Based on these experimental results and previous reports57,58,59, a possible reaction pathway is proposed as shown in Fig. 8. First, Ni(II)-precursors are reduced to Ni(0)-species A in the presence of silanes and Zn. This is followed by oxidative addition of the aryl chloride to A to form Ni(II) halide B, which is reduced by silane and Zn to afford highly nucleophilic Ni(I) intermediate C. Subsequently, silyl isocyanates formation51 is followed by nickel–carbon insertion to generate presumably transient imidate species D. Further transformation yields the cyano product via a plausible 1,3-silyl N-to-O migration, whereby nickel siliconate intermediate E is released and further reduced by hydrosilane to regenerate species A. As discussed before, the formation of aryl-Ni(I) species is critical, while species C is stabilized by the tridentate phosphine ligand Triphos. The other advantage using Triphos is that it can act as the bidentate ligand favoring the formation of species B and D via addition reactions.
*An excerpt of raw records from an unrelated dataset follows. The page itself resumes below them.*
PR #2508, opened 2024-02-28
Replace the existing `MockClientProxy` with a generated one + special…

stefanceriu:
… configuration options

This will help with consolidating how we handle mocks and provide better configuration options


Velin92 (approved):
finally! LGTM

PR #2510, opened 2024-02-28
Use xcresultparser in all workflows.

pixlwave:
After using it in #2492 we saw it provided more reliable coverage reports so let's use it everywhere! Additionally this PR:
- Removes slather as a dependency.
- Fixes a bug where the UI test results would never be zipped after a failure by moving the zipping into the workflow.
- Also zips the results from integration tests.
- Sets both UI and Integration tests to only upload the results on failure.

[UI Tests run](https://github.com/element-hq/element-x-ios/actions/runs/8083588048)
[Integration Tests run](https://github.com/element-hq/element-x-ios/actions/runs/8084522027)

### DIFF
--- a/.github/workflows/integration-tests.yml
+++ b/.github/workflows/integration-tests.yml
@@ -36,14 +36,19 @@ jobs:
           INTEGRATION_TESTS_HOST: ${{ secrets.INTEGRATION_TESTS_HOST }}
           INTEGRATION_TESTS_USERNAME: ${{ secrets.INTEGRATION_TESTS_USERNAME }}
           INTEGRATION_TESTS_PASSWORD: ${{ secrets.INTEGRATION_TESTS_PASSWORD }}
+
+      - name: Zip results # for faster upload
+        if: failure()
+        working-directory: fastlane/test_output
+        run: zip -r IntegrationTests.xcresult.zip IntegrationTests.xcresult
       
       - name: Archive artifacts
         uses: actions/upload-artifact@v3
-        if: always()
+        if: failure()
         with:
-          name: test-output
-          path: fastlane/test_output
-          retention-days: 7
+          name: Results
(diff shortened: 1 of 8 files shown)


.github/workflows/integration-tests.yml
```diff
@@ -36,14 +36,19 @@ jobs:
...
         uses: actions/upload-artifact@v3
-        if: always()
+        if: failure()
         with:
-          name: test-output
-          path: fastlane/test_output
-          retention-days: 7
+          name: Results
+          path: fastlane/test_output/IntegrationTests.xcresult.zip
+          retention-days: 1
```
pixlwave, line 51: Maybe controversial? Just wasn't sure if 7 days was completely necessary seeing as these run every 12 hours, but happy to revert if wanted. Same for UI tests too.

stefanceriu: I tend to forget about these tests and look at them when I remember. It would be really annoying not finding anything there.. ¯\_(ツ)_/¯

stefanceriu (approved):
Love it, great change! 👏

.github/workflows/integration-tests.yml
pixlwave: Ah. My thinking was, you're only going care if the last couple of runs failed, and if they passed, you won't look at the older failures.

stefanceriu: When the integration tests were failing I went and downloaded the failures for the past 10 or so and then just fixed them all at once. Not saying that's the right approach but that's what happened 😅

stefanceriu: Let's maybe meet in the middle and go with 3 days?

pixlwave: We discussed and decided to leave it at 7.

PR #2511, opened 2024-02-28
Replace the existing `RoomSummaryProviderMock` with a generated one

stefanceriu:


Velin92 (approved):
LGTM, more generated mocks are good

The presence of Zn retarded the dehalogenative reduction process probably via inhibiting the formation of Ni(II)-hydride species60. The addition of alkali metal chlorides such as LiCl can promote the reduction of Ni(II) complex to Ni(0) species by zinc flakes61 and accordingly the addition of KF is likely to promote the reduction of Ni(II) species B to Ni(I) species C.

In summary, we have demonstrated the catalytic reductive cyanation of nonactivated aryl/heteroaryl and aliphatic chlorides with CO2/NH3 as cyano source. In the presence of nickel–triphos complexes, various organic chlorides were transformed into the desired aryl nitriles in moderate to excellent yields (up to 97%). Remarkably, diverse functional groups including nucleophilic hydroxyl, amino, unsaturated ester, amide, and olefin and heterocycle groups were tolerated. Cheap and bench-stable urea is also a proper CN source in this catalytic system, making it attractive to applications. Mechanistic studies demonstrate that Ar–Ni(I) species are responsible for the C–C coupling through the active silyl isocyanate intermediates.

Fig. 8: Plausible reaction mechanism.
figure 8

Ni/phosphine-catalyzed reductive cyanation of organic chlorides using CO2/NH3.

Methods

General procedure for catalytic cyanation using CO2/NH3

Under nitrogen atmosphere, Ni(acac)2 (12 mol%, 0.015 mmol), Triphos (12 mol%, 0.015 mmol), KF (1.0 equiv., 0.125 mmol), Zn (1.0 equiv., 0.125 mmol), and a stirring bar were added into a 10 mL oven-dried sealed tube. Then NMP (0.5 mL), aryl chlorides (1.0 equiv., 0.125 mmol), and PhSiH3 (6.0 equiv., 0.75 mmol) were injected by syringe. The tube was sealed and CO2 (3.6 equiv., 10 mL) as well as NH3 (3.6 equiv., 10 mL) were injected by syringe after N2 was removed under vacuum. Then the mixture was stirred for 20 h in a preheated alloyed block. After the reaction finished, the tube was cooled to room temperature and the pressure was carefully released. The yield was measured by GC analysis or isolated by preparative thin-layer chromatography on silica gel plates eluting with PE/EtOAc.